(Action item) Find the word "sortedcollections" in the data, then copy each line where it is found.

(Supplied information)
PR #346, opened 2021-01-18
sortedcollections needs version restriction for Python 2.7

dkfellows:
This is blocking downstream builds, and is caused by sortedcollections 2 (strictly 2.0.1 as 2.0.0 wasn't released) dropping Python 2.7 support. Which wasn't loudly announced.


Christian-B:
better fix than https://github.com/SpiNNakerManchester/PACMAN/pull/345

(Written solution)
sortedcollections needs version restriction for Python 2.7
This is blocking downstream builds, and is caused by sortedcollections 2 (strictly 2.0.1 as 2.0.0 wasn't released) dropping Python 2.7 support. Which wasn't loudly announced.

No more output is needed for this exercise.